# pen building help



## minister man (Sep 23, 2011)

I'm new here, just joined today. I had 3-4 goats before, and they all just lived in a pen together at about 15-20 Square feet per goat. I don't want to get back into goats in that big a way. I just bought a Nubian doe. Just need some milk for the table and some for making soap. 

The problem is how do I house one goat? 

I use to house the buck before, by mounting a metal pipe 4Feet long to the wall with a ring and a short chain that would slide back and forth. Hay rack on one end, waterer on the other. I was thinking of something like that where the pipe was longer and ran out the door so she could run in and out. 

I have been reading about tie stalls, that are 2 feet x three and a half feet hay rack in the front. Like a tie stall for horses. Anyone ever use those? it would seem to me that the goat's hind quarters would be dirty all the time. 

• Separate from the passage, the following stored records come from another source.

PR #5030, opened 2026-04-14
fix(http2): send body for non-expectsPayload methods with content

### LINKED ISSUE #5027: HTTP/2: `buffer body must have content length` assertion when sending DELETE with a body
## Bug Description

We upgraded to undici v8 which changed `allowH2` to default to `true`. Some third-party APIs we integrate with require a body on DELETE requests (batch deletions). This started crashing with an uncaught `AssertionError`. Worked fine before v8 over HTTP/1.1.

`writeH2` in `client-h2.js` nulls `contentLength` for methods that aren't POST/PUT/PATCH (`!expectsPayload`), but the body (converted to Buffer in the Request constructor) is still passed to `writeBuffer`, which asserts `contentLength === body.byteLength` (`null === N`).

Happy to open a PR with a fix.

## Reproducible By

```js

await request('https://www.google.com', {
  method: 'DELETE',
  body: JSON.stringify({ ids: [1] }),
});
```

## Expected Behavior

The request should be sent without an assertion error, as it does over HTTP/1.1.

## Logs & Screenshots

```
AssertionError [ERR_ASSERTION]: buffer body must have content length
    at writeBuffer (undici/lib/dispatcher/client-h2.js:857:7)
    at writeBodyH2 (undici/lib/dispatcher/client-h2.js:792:7)
    at writeH2 (undici/lib/dispatcher/client-h2.js:675:5)
```

## Environment

- undici 8.1.0
- Node.js v24.14.0
- Linux

mcollina:
Fixes #5027

## Summary

HTTP/2 crashes with `AssertionError: buffer body must have content length` when sending DELETE (or other non-expectsPayload methods) with a body.

## Root Cause

In `lib/dispatcher/client-h2.js`, the `writeH2` function unconditionally set `contentLength = null` for all methods that don't expect a payload (DELETE, GET, HEAD, etc.). However, when a body was provided, it still got passed to `writeBodyH2`, which then called `writeBuffer` with `body` and `null` contentLength. The `writeBuffer` function asserts `contentLength === body.byteLength`, which fails when `contentLength` is `null`.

another choice would be a loose pen, but I don't know how large it would need to be. I don't have a lot of space, So what would you say the minimum would be? 

Of finally a little building with an outside run. How large? 

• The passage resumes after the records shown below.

PR #4223, opened 2025-05-15
fix: agent memory leak

styfle:
## This relates to...

There was a TODO introduced in a previous PR:

- https://github.com/nodejs/undici/pull/2536

## Rationale

There is a known memory leak

## Changes

Track the number of origins per dispatcher, then clean up when that reaches 0 in order to avoid the memory leak. 

You may not notice this memory leak if you don't fetch from many different origins.

### Features

N/A

### Bug Fixes

- Related to https://github.com/nodejs/undici/issues/3895

### Breaking Changes and Deprecations

N/A

## Status

- [ ] I have read and agreed to the [Developer's Certificate of Origin][cert]
- [ ] Tested
- [ ] Benchmarked (**optional**)
- [ ] Documented
- [ ] Review ready
- [ ] In review
- [ ] Merge ready

[cert]: https://github.com/nodejs/undici/blob/main/CONTRIBUTING.md#developers-certificate-of-origin

PR #5034, opened 2026-04-16
fix: avoid premature cleanup of dispatcher in Agent

### LINKED ISSUE #5022: Keep-Alive max parameter prevents connection reuse
## Bug Description

When the server has a request limit per connection via the Keep-Alive max parameter, Undici reuses the initial connection until the limit is reached.
After the limit is reached, the server sends a "Connection: close" header, and Undici closes the connection.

Oh yeah, I live in Canada. There were times last winter we had 5 feet of snow, and temps range from about -30 to 104 degrees. 

thanks for any and all help.


----------



## freedomstarfarm (Mar 25, 2011)

I don't like to the mine since they would find a way to get tangled and hurt so I would suggest the small pen. I also suggest a second as a friend for her; since goats are a herd animal they need the companionship. 

Welcome from New Jersey :wave:


----------



## minister man (Sep 23, 2011)

she isn't exactly alone. I have to saddle horses and a miniature horse that is about here size. I thought I was going to be able to keep the goat and miniature together, but they seem not to get along in the same stall. The goat is currently tied outside his stall, and they seem to get along fine. I want them for company for each other, but that is also why space is at a premuim. So what size is a "small Pen"?


----------



## minister man (Sep 23, 2011)

are there any demenisons for small pens out there? what furnishings do they need? Is Four feet By four Feet large enough, if one wall of the pen contains keyhole feeders in it with a 16" manger on the other side? partly for hay, and one spot for a water bucket?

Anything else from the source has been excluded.